# [Task details]
Extract all records. Keep each one exact.

....

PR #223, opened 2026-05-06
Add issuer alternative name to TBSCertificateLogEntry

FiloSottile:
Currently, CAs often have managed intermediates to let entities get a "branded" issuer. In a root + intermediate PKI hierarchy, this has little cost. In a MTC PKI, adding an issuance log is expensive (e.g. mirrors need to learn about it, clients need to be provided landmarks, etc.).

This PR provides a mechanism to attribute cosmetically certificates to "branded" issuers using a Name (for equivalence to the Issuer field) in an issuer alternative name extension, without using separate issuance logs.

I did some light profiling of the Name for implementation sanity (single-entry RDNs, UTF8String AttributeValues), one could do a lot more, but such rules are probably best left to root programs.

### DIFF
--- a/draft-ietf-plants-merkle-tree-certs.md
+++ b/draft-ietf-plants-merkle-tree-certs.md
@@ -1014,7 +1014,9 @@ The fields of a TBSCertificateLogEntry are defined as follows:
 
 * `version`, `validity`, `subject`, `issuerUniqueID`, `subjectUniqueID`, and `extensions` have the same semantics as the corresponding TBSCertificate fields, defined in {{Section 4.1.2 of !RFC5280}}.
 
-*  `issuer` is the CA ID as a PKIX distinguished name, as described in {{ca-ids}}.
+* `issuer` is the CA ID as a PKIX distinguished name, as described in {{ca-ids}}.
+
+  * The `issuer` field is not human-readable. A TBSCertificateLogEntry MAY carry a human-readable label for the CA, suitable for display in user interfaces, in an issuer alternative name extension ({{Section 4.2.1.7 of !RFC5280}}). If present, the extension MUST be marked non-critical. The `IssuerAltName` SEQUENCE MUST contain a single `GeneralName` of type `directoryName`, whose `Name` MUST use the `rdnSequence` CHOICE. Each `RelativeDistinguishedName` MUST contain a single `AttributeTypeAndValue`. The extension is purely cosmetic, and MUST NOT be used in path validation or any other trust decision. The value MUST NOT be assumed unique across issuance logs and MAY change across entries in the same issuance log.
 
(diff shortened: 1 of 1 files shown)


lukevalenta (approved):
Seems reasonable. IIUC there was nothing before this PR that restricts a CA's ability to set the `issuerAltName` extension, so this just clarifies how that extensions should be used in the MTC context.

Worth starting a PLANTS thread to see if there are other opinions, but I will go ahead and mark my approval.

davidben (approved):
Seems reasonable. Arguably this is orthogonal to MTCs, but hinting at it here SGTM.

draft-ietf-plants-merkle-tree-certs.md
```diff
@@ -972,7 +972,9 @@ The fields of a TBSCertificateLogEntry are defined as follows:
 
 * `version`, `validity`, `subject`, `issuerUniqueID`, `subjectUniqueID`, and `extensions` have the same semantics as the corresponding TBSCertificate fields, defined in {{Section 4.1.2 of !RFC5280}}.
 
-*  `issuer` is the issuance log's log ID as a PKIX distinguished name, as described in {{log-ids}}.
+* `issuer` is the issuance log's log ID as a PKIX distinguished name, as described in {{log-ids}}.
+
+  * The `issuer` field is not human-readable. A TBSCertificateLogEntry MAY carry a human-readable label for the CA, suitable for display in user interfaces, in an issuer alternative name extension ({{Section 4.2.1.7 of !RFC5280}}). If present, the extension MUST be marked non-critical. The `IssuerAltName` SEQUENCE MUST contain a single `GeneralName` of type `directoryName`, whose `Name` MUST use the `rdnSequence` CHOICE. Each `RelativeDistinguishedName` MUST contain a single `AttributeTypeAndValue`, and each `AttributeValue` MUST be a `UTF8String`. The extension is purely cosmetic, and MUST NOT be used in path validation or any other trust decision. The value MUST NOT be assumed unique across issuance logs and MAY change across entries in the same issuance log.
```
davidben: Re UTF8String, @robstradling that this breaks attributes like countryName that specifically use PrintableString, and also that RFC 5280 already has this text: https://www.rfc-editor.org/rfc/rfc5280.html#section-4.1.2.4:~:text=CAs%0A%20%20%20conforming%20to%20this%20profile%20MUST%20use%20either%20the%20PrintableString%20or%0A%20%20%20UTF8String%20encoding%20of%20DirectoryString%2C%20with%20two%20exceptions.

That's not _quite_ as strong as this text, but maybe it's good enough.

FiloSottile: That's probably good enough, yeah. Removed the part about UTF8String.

....

# [Answer space]
PR #223, opened 2026-05-06
Add issuer alternative name to TBSCertificateLogEntry

FiloSottile:
Currently, CAs often have managed intermediates to let entities get a "branded" issuer. In a root + intermediate PKI hierarchy, this has little cost. In a MTC PKI, adding an issuance log is expensive (e.g. mirrors need to learn about it, clients need to be provided landmarks, etc.).

This PR provides a mechanism to attribute cosmetically certificates to "branded" issuers using a Name (for equivalence to the Issuer field) in an issuer alternative name extension, without using separate issuance logs.

I did some light profiling of the Name for implementation sanity (single-entry RDNs, UTF8String AttributeValues), one could do a lot more, but such rules are probably best left to root programs.

### DIFF
--- a/draft-ietf-plants-merkle-tree-certs.md
+++ b/draft-ietf-plants-merkle-tree-certs.md
@@ -1014,7 +1014,9 @@ The fields of a TBSCertificateLogEntry are defined as follows:
 
 * `version`, `validity`, `subject`, `issuerUniqueID`, `subjectUniqueID`, and `extensions` have the same semantics as the corresponding TBSCertificate fields, defined in {{Section 4.1.2 of !RFC5280}}.
 
-*  `issuer` is the CA ID as a PKIX distinguished name, as described in {{ca-ids}}.
+* `issuer` is the CA ID as a PKIX distinguished name, as described in {{ca-ids}}.
+
+  * The `issuer` field is not human-readable. A TBSCertificateLogEntry MAY carry a human-readable label for the CA, suitable for display in user interfaces, in an issuer alternative name extension ({{Section 4.2.1.7 of !RFC5280}}). If present, the extension MUST be marked non-critical. The `IssuerAltName` SEQUENCE MUST contain a single `GeneralName` of type `directoryName`, whose `Name` MUST use the `rdnSequence` CHOICE. Each `RelativeDistinguishedName` MUST contain a single `AttributeTypeAndValue`. The extension is purely cosmetic, and MUST NOT be used in path validation or any other trust decision. The value MUST NOT be assumed unique across issuance logs and MAY change across entries in the same issuance log.
 
(diff shortened: 1 of 1 files shown)


lukevalenta (approved):
Seems reasonable. IIUC there was nothing before this PR that restricts a CA's ability to set the `issuerAltName` extension, so this just clarifies how that extensions should be used in the MTC context.

Worth starting a PLANTS thread to see if there are other opinions, but I will go ahead and mark my approval.

davidben (approved):
Seems reasonable. Arguably this is orthogonal to MTCs, but hinting at it here SGTM.

draft-ietf-plants-merkle-tree-certs.md
```diff
@@ -972,7 +972,9 @@ The fields of a TBSCertificateLogEntry are defined as follows:
 
 * `version`, `validity`, `subject`, `issuerUniqueID`, `subjectUniqueID`, and `extensions` have the same semantics as the corresponding TBSCertificate fields, defined in {{Section 4.1.2 of !RFC5280}}.
 
-*  `issuer` is the issuance log's log ID as a PKIX distinguished name, as described in {{log-ids}}.
+* `issuer` is the issuance log's log ID as a PKIX distinguished name, as described in {{log-ids}}.
+
+  * The `issuer` field is not human-readable. A TBSCertificateLogEntry MAY carry a human-readable label for the CA, suitable for display in user interfaces, in an issuer alternative name extension ({{Section 4.2.1.7 of !RFC5280}}). If present, the extension MUST be marked non-critical. The `IssuerAltName` SEQUENCE MUST contain a single `GeneralName` of type `directoryName`, whose `Name` MUST use the `rdnSequence` CHOICE. Each `RelativeDistinguishedName` MUST contain a single `AttributeTypeAndValue`, and each `AttributeValue` MUST be a `UTF8String`. The extension is purely cosmetic, and MUST NOT be used in path validation or any other trust decision. The value MUST NOT be assumed unique across issuance logs and MAY change across entries in the same issuance log.
```
davidben: Re UTF8String, @robstradling that this breaks attributes like countryName that specifically use PrintableString, and also that RFC 5280 already has this text: https://www.rfc-editor.org/rfc/rfc5280.html#section-4.1.2.4:~:text=CAs%0A%20%20%20conforming%20to%20this%20profile%20MUST%20use%20either%20the%20PrintableString%20or%0A%20%20%20UTF8String%20encoding%20of%20DirectoryString%2C%20with%20two%20exceptions.

That's not _quite_ as strong as this text, but maybe it's good enough.

FiloSottile: That's probably good enough, yeah. Removed the part about UTF8String.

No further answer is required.